What is a “moral hazard”? It is a term used in insurance circles that describes the subjective choices a person makes or could make because they have insurance. Wikipedia describes it as:
Moral hazard arises because an individual or institution does not take the full consequences and responsibilities of its actions, and therefore has a tendency to act less carefully than it otherwise would, leaving another party to hold some responsibility for the consequences of those actions. For example, a person with insurance against automobile theft may be less cautious about locking his or her car, because the negative consequences of vehicle theft are (partially) the responsibility of the insurance company.
How does this effect travel insurance? It is a concept that guides insurance executives when designing travel insurance policies. A good example of this is the clause found in many trip cancellation coverages that:
All cancellations must be reported directly to the Travel Supplier within 72 hours of the event causing the need to cancel, unless the event prevents it, and then as soon as is reasonably possible.
This is based on the insurance company’s concern that a traveler might act differently with insurance than they would without it and therefore incur higher cancellation fees and therefore cause increased claims for the insurance company.

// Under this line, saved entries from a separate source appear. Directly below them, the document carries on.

PR #1993, opened 2017-01-11
Move key extraction logic into its own class

### LINKED ISSUE #1990: Can't select keys from open-keychain to use with Android Password Store
In Android Password Store I can select OpenKeychain as my OpenPGP provider to select which keys to use for encryption. Both my keys are listed but when I try to select receivers and save the screen is just reloaded showing the same keys with none selected.

screenshot_2017-01-11-12-50-11

Valodim:
This PR extracts the key logic ("which encryption keys to use, given a bunch of extras, possibly returning a pending intent for user interaction") from OpenPgpService into its own, testable class - and adds tests for it! Woop woop.

Also fixes #1990


dschuermann:
awesome!

PR #797, opened 2022-02-08
LL-8941 Conditionally auto disconnect the node-hid-singleton

juan-cortes:
Here's the second attempt at getting a automatic release of the node-hid-singleton. After the talk we had the other day @gre I think that by exposing this method `setAllowAutoDisconnect` at the transport level and allowing it to override the auto-disconnect (basically re-scheduling it again) will allow us to call `transport.setAllowAutoDisconnect(false)` at the begining of the `withDevice` implementation on `hw/deviceAccess` from [live-common](https://github.com/LedgerHQ/ledger-live-common/blob/master/src/hw/deviceAccess.ts#L108) and unsetting the flag on the `onClose` for the transport, we essentially bypass the problem we have of long running tasks inside a `withDevice` instance.

What do you think?

### DIFF
--- a/packages/hw-transport-node-hid-singleton/src/TransportNodeHid.ts
+++ b/packages/hw-transport-node-hid-singleton/src/TransportNodeHid.ts
@@ -12,6 +12,23 @@ import { identifyUSBProductId } from "@ledgerhq/devices";
 import { CantOpenDevice } from "@ledgerhq/errors";
 import { listenDevices } from "./listenDevices";
 let transportInstance;
+
+const DISCONNECT_TIMEOUT = 5000;
+let disconnectTimeout;
+const clearDisconnectTimeout = () => {
+  if (disconnectTimeout) {
+    clearTimeout(disconnectTimeout);
+  }
+};
+
+const setDisconnectTimeout = () => {
+  clearDisconnectTimeout();
+  disconnectTimeout = setTimeout(
+    () => TransportNodeHidSingleton.autoDisconnect(),
+    DISCONNECT_TIMEOUT
+  );
+};
+
 /**
  * node-hid Transport implementation
  * @example
@@ -21,6 +38,7 @@ let transportInstance;
  */
 
 export default class TransportNodeHidSingleton extends TransportNodeHidNoEvents {
+  preventAutoDisconnect = false;
   /**
    *
    */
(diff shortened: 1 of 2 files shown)


packages/hw-transport-node-hid-singleton/src/TransportNodeHid.ts
```diff
@@ -88,6 +105,19 @@ export default class TransportNodeHidSingleton extends TransportNodeHidNoEvents
     };
   };
 
+  /**
+   * convenience wrapper for auto-disconnect logic
+   */
+  static async autoDisconnect(): void {
```
gre, line 111: can we call this function just `disconnect()` ? some transport have it and it's the same idea.

packages/hw-transport-node-hid-singleton/src/TransportNodeHid.ts
```diff
@@ -12,6 +12,22 @@ import { identifyUSBProductId } from "@ledgerhq/devices";
...
+const DISCONNECT_TIMEOUT = 5000;
+let disconnectTimeout;
+const clearDisconnectTimeout = () => {
+  if (disconnectTimeout) {
+    clearTimeout(disconnectTimeout);
+  }
+};
+
+const setDisconnectTimeout = () => {
+  disconnectTimeout = setTimeout(
```
gre, line 25: shouldn't it implicitly clearDisconnectTimeout here in case it was called twice?

gre (commented):
idea lgtm, some feedback

packages/hw-transport-node-hid-singleton/src/TransportNodeHid.ts
juan-cortes: You're probably right, I'll check :beau:

juan-cortes:
I would like a tagged version of the `node-hid-singleton` package so that I can make a PR on live-common that disables auto-disconnect inside `withDevice` and then test it on LLD. Think we can release this to test @gre ? I'd rather not do it considering the mess I caused last time 🙈

gre:
- can you regen doc?
- i'll soon issue a new ledgerjs bump from master, after i do can you also merge in the latest master?
- then yeah i can do a custom release (which is documented in README)

juan-cortes:
I think this is good to merge again @gre ?

PR #800, opened 2022-02-17
Add PLC Ultima (plcu) support

plcudeveloper:


gre:
Thanks for the PR. we can use it as reference in the future, but for now an nano app need to exist first before it gets in ledgerjs library.

PR #808, opened 2022-03-09
20220309 CAL update

adrienlacombe:


ghost (approved):
LGTM but I don't know what to check.
@gre Is there anything specific to check this kind of update, and when should we merge them?

adrienlacombe-ledger:
I think you would need to do a "release" of the cryptoassets package, if that makes sense and then include this new version everywhere. I let @gre confirm. Tahn kyou :pray:

gre:
ledgerjs crypto list = if it pass the ci it's good to merge.

now for the Ledger Live side: the ledgerjs package just was released a day ago with previous iteration, so i guess this will need to go in the next future train we have on this stack

adrienlacombe-ledger:
yes np, thank you @gre :)

PR #822, opened 2022-03-28
LIVE-1173: remove old btt trc10

henri-ly:
https://ledgerhq.atlassian.net/browse/LIVE-1173

Remove BTT and rename it (token 1002000) from the add token list
also fix the script of import token and


script/crypto-assets-importer/tron/trc10-tokens.js
```diff
@@ -1,5 +1,5 @@
 var whitelist = [
-  1002000, // BTT
+  // 1002000, // BTT
```
haammar-ledger, line 2: Is that comment expected, shouldn't it be removed?
(Genuine question, I have no idea how it's supposed to work. :smile: )

ghost (commented):
Questions about the changes in the `trc10.js` file:
- Why the change of IDs from string to number?
- It doesn't seem the BTT token is removed from the file? (2 different instances btw... I'm not even sure which one should be removed)
- Seems there's an addition at the end of a "TRON"/"TRX" token, is this expected?

henrily-ledger:
- It's seems that we used to have r.id as a string but it somehow become a number, so the compare couldn't match since it's number vs string. So i put everything as a string to be simplier
- Well we need to have BTT accessible to the old owner but just remove the possibility to add BTT new token (the comment from the list remove it from the whitelist of possible added token)
- I have no idea. Script generate himself from trongrid API. So I guess it's should be expected ?

script/crypto-assets-importer/tron/trc10-tokens.js
henrily-ledger: I'll remove it

ghost (approved):

PR #844, opened 2022-04-27
Fix memo serialization.

matthewcarlreetz:
Fixes incorrect serialization of memo field which was causing transaction verification to fail.


allenan (approved):
thanks, this should fix the issue with burn txn serialization

0ex-d (approved):

PR #866, opened 2022-05-17
LIVE-1810 - ethersproject upgrade

alexalouit:
Upgrade ethersproject and do transaction test


haammar-ledger:
Replaced with https://github.com/LedgerHQ/ledger-live/pull/136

Another classic case of “moral hazard” involves flight insurance. It has been the motivating factor of at least one Hollywood disaster movie where the drama was created because a character bought flight insurance with the intent to blow up the flight over water so that his wife could receive the death benefit.
Another example of “Moral hazard” is the reason why travel insurance companies will not insure the monetary value of award tickets. Company’s are concerned that it would encourage travelers to “cash” out their awards which would result in increased claims.